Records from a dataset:
PR #1301, opened 2023-10-31
Format record literals.

kallentu:
Essentially the same piece logic used for other iterables.

- The `TypeLiteral` in `createCollection` has been broken down into its components for record literal re-use.
- Added a new `Comma` style which essentially describes that we need to preserve the comma after each element, regardless of splitting or not.
- Basic record tests.

### DIFF
--- a/lib/src/front_end/ast_node_visitor.dart
+++ b/lib/src/front_end/ast_node_visitor.dart
@@ -664,10 +664,10 @@ class AstNodeVisitor extends ThrowingAstVisitor<void>
   void visitListLiteral(ListLiteral node) {
     createCollection(
       node.constKeyword,
+      typeArguments: node.typeArguments,
       node.leftBracket,
       node.elements,
       node.rightBracket,
-      typeArguments: node.typeArguments,
     );
   }
 
@@ -865,8 +865,9 @@ class AstNodeVisitor extends ThrowingAstVisitor<void>
   @override
   void visitRecordLiteral(RecordLiteral node) {
     ListStyle style;
-    if (node.fields.length == 1) {
-      // Single-element records always have a trailing comma.
+    if (node.fields.length == 1 && node.fields[0] is! NamedExpression) {
+      // Single-element records always have a trailing comma, unless the single
+      // element is a named field.
       style = const ListStyle(commas: Commas.alwaysTrailing);
     } else {
       style = const ListStyle(commas: Commas.trailing);
@@ -943,10 +944,10 @@ class AstNodeVisitor extends ThrowingAstVisitor<void>
   void visitSetOrMapLiteral(SetOrMapLiteral node) {
     createCollection(
       node.constKeyword,
+      typeArguments: node.typeArguments,
       node.leftBracket,
       node.elements,
       node.rightBracket,
-      typeArguments: node.typeArguments,
     );
   }
 
--- a/lib/src/front_end/ast_node_visitor.dart
+++ b/lib/src/front_end/ast_node_visitor.dart
@@ -662,7 +662,13 @@ class AstNodeVisitor extends ThrowingAstVisitor<void>
 
   @override
   void visitListLiteral(ListLiteral node) {
-    createCollection(node, node.leftBracket, node.elements, node.rightBracket);
+    createCollection(
+      node.constKeyword,
+      node.leftBracket,
+      node.elements,
+      node.rightBracket,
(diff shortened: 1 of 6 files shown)


kallentu:
@munificent I'll remove the record tests from the temp repo when this lands, in case anything changes.

natebosch (commented):
LGTM. I'll let Bob approve

lib/src/front_end/ast_node_visitor.dart
```diff
@@ -863,7 +869,20 @@ class AstNodeVisitor extends ThrowingAstVisitor<void>
 
   @override
   void visitRecordLiteral(RecordLiteral node) {
-    throw UnimplementedError();
+    ListStyle style;
+    if (node.fields.length == 1) {
+      // Single-element records always have a trailing comma.
```
munificent, line 874: You'll also need to check that the field is positional. Records with only a single *named* field don't get a trailing comma unless they split:

```dart
var x = (name: value);
```

lib/src/front_end/ast_node_visitor.dart
```diff
@@ -667,7 +667,13 @@ class AstNodeVisitor extends ThrowingAstVisitor<void>
 
   @override
   void visitListLiteral(ListLiteral node) {
-    createCollection(node, node.leftBracket, node.elements, node.rightBracket);
+    createCollection(
+      node.constKeyword,
+      node.leftBracket,
+      node.elements,
+      node.rightBracket,
+      typeArguments: node.typeArguments,
```
munificent, line 675: Nit: I'd move the type arguments argument up to reflect the order that these appear in the source syntax:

▸ ACTIVITY
Exactly the lines running from the top of the records to the line that contains "- Added a new", inclusive, must be set down, and nothing more.

▸ SOLUTION TO THIS EXERCISE
PR #1301, opened 2023-10-31
Format record literals.

kallentu:
Essentially the same piece logic used for other iterables.

- The `TypeLiteral` in `createCollection` has been broken down into its components for record literal re-use.
- Added a new `Comma` style which essentially describes that we need to preserve the comma after each element, regardless of splitting or not.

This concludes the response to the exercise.